SIMON: One thing not on the rise - President Trump's poll numbers. Joining us now, as he does most Saturdays, NPR's Ron Elving. Ron, thanks so much for being with us.

RON ELVING, BYLINE: Good to be with you, Scott.

SIMON: Ron, this was the week that President Trump, who is - was one of the more than 8 million Americans who've tested positive for coronavirus, got back on the campaign trail - a whole slew of rallies and a town hall. What did you see in his performance?

ELVING: It was remarkably reminiscent of 2016. Taking the whole week as a package, he talked about Hillary Clinton. He talked about laptop computers and emails. One boisterous crowd in Florida even chanted lock her up, although in this case, the her was someone different. It was Savannah Guthrie...

SIMON: Oh, my.

ELVING: ...The NBC host who gave the president more than he bargained for in that town hall on Thursday night.

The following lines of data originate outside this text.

PR #17809, opened 2024-09-11
MINOR: profiler e2e fix

harshsoni2024:
### Describe your changes:

Fixes <issue-number>

I worked on ... because ...

#
### Type of change:

- [ ] Bug fix
- [ ] Improvement
- [ ] New feature
- [ ] Documentation

#
### Checklist:


SumanMaharana (approved):
LGTM.

ingestion/src/metadata/profiler/processor/core.py
```diff
@@ -603,7 +603,9 @@ def get_profile(self) -> CreateTableProfileRequest:
 
             if self._system_results:
                 system_profile = [
-                    SystemProfile(**system_result)
+                    system_result
+                    if isinstance(system_result, SystemProfile)
+                    else SystemProfile(**system_result)
```
ayush-shah, line 608: This seems like something we should refactor to have a standard return type i.e. SystemProfile

SumanMaharana: do u mean `metric_type != MetricTypes.System.value` ?

sushi30: With pydantic better to use:
```suggestion
                    system_result
                    if isinstance(system_result, SystemProfile)
                    else SystemProfile.model_validate(system_result)
```

harshsoni2024: so if metric_type = MetricTypes.System.value and still profile=None or [] it will still not convert profile into {} on line `395`

ingestion/src/metadata/profiler/processor/core.py
```diff
@@ -603,7 +603,9 @@ def get_profile(self) -> CreateTableProfileRequest:
 
             if self._system_results:
                 system_profile = [
-                    SystemProfile(**system_result)
+                    system_result
+                    if isinstance(system_result, SystemProfile)
+                    else SystemProfile.model_validate(system_result)
```
sushi30, line 608: checked pydantic API. this works:

```python
from metadata.ingestion.models.custom_pydantic import BaseModel
class Model(BaseModel):
    a: int
    
m1 = Model.model_validate(Model(a=1))
m2 = Model.model_validate({"a": 1})
assert m1 == m2
```

so you can just use:

```suggestion
                    SystemProfile.model_validate(system_result)
```

sushi30 (approved):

Let's give credit here. The president is drawing on his extraordinary sources of energy, doing multiple events a day in different states, spending a lot of time, though, in states he won pretty easily last time, such as Iowa, Georgia, North Carolina, and really leaning into Florida and Pennsylvania, Pennsylvania being the Keystone State and the keystone for Biden as well.

So the president is running against more than just a double-digit deficit in the polls. He's racing against time and the pandemic and the autumn surge that has cases spiking all over the country, but especially in the Midwest.

SIMON: Anybody switching between the two town halls, as our family was - I suspect yours was - didn't - couldn't help but notice the different tones. You mentioned Savannah Guthrie with the president. How would you compare that to the questioning that Joe Biden got from George Stephanopoulos on ABC?

ELVING: Stephanopoulos asked the important questions, and he pressed for answers. But it wasn't confrontational the way it was often with Guthrie and Trump. Biden defended his work to Stephanopoulos on the 1994 Crime Bill that's been controversial, and also his refusal to take a clear position on expanding the Supreme Court to give a Democratic president, if he were one, more seats to fill. Here's what he said to Stephanopoulos when asked how he would respond if the Senate voted on Amy Coney Barrett's nomination before the election.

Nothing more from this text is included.